■ **Task brief**
Would you reproduce exactly the lines below from the one holding "- Fixed workflow" through the one holding "<sup>Written for commit", inclusive, and no others?

■ **Data provided**
PR #410, opened 2026-06-29
[client-workflows] Show job durations on the workflow run job graph

ThierryAbalea:
Each job node on the Workflow Run Page graph now shows a duration that stays honest across phases: a live queue timer while the job waits for a runner, a live execution timer while it runs, and the final span once it finishes.

Both clocks are derived **client-side** from the job's existing `queued_at` / `started_at` / `finished_at` timestamps (wait = `now − queued_at`, execution = `(finished_at ?? now) − started_at`), so there is **no backend or DTO change**. The branchy "which clock, anchored when" decision is a pure `jobDurationDisplay` mapper; the node just renders and ticks.

The value is a single bare, muted, monospace number with **no visible verb** — the status glyph already names the state, keeping one status affordance per dense node. The verb lives in the screen-reader `aria-label` ("queued 6m", "ran 2m 14s"). When the relevant anchor is absent — `skipped`, cancelled-before-dispatch, terminal without `finished_at`, or timestamps not yet projected (the runner queue/claim events are eventually consistent) — the node shows **nothing** rather than a placeholder.

A shared ticker advances live values every second (paused while the tab is hidden), slowing to a calm 10s cadence under `prefers-reduced-motion` so the timer keeps advancing without per-second motion, rather than freezing between polls.

### Review notes
- The duration semantics were designed against how GitHub Actions presents the same thing, and the implementation was vetted by an independent consult review; its findings (test coverage of the live tick + reduced-motion, doc accuracy) are applied.
- Coverage: pure mapper node tests, ticker/label dom tests, and a `WithDurations` Storybook story captured in light + dark via the existing `client-workflows` Argos build (anchors sit near Storybook's frozen `Date.now()` so snapshots stay deterministic).
- Deferred (with triggers, noted in the issue): the `aria-label` spoken value can lag the visible digits between re-renders (only matters if the node becomes a live region); reconciling DESIGN.md §9's 11-state taxonomy with the real 6-value job enum.

Closes ENG-651

---
## Summary by cubic
Show per-job durations on the workflow run job graph with live queue/run timers and final spans. Durations are projected by the workflow API and update live via a shared ticker (closes ENG-651).

- **New Features**
  - Duration source: API attaches a `duration` descriptor from timestamps (`queued`/`running`/`finished`/`none`); `none` for skipped, cancelled-before-start, or missing anchors; skewed finished spans clamp to 0s. Exposes `JobDurationDto`/`jobDurationDtoSchema` in `@shipfox/api-workflows`/`@shipfox/api-workflows-dto` and maps via `jobDurationFor`.
  - Live updates: Shared `TimeTickerProvider`/`useTimeTick` in `@shipfox/react-ui` ticks every second, pauses when hidden, and shifts to 10s under reduced motion. `RelativeTime` now uses this ticker; job graph labels use `humanDuration`, and visible digits and the button `aria-label` stay in sync.

- **Bug Fixes**
  - Stabilized Source Control Onboarding test by awaiting the “Install GitHub” link.
  - Fixed workflow client DTO type references for job duration fields.

<sup>Written for commit 5bafa8db31443e2a476eed908b50061aafb6612f. Summary will update on new commits.</sup>

<a href="https://cubic.dev/pr/ShipfoxHQ/shipfox/pull/410?utm_source=github" target="_blank" rel="noopener noreferrer" data-no-image-dialog="true"><picture><source media="(prefers-color-scheme: dark)" srcset="https://www.cubic.dev/buttons/review-in-cubic-dark.svg"><source media="(prefers-color-scheme: light)" srcset="https://www.cubic.dev/buttons/review-in-cubic-light.svg">Review in cubic</picture></a>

■ **Response to the task**
  - Fixed workflow client DTO type references for job duration fields.

<sup>Written for commit 5bafa8db31443e2a476eed908b50061aafb6612f. Summary will update on new commits.</sup>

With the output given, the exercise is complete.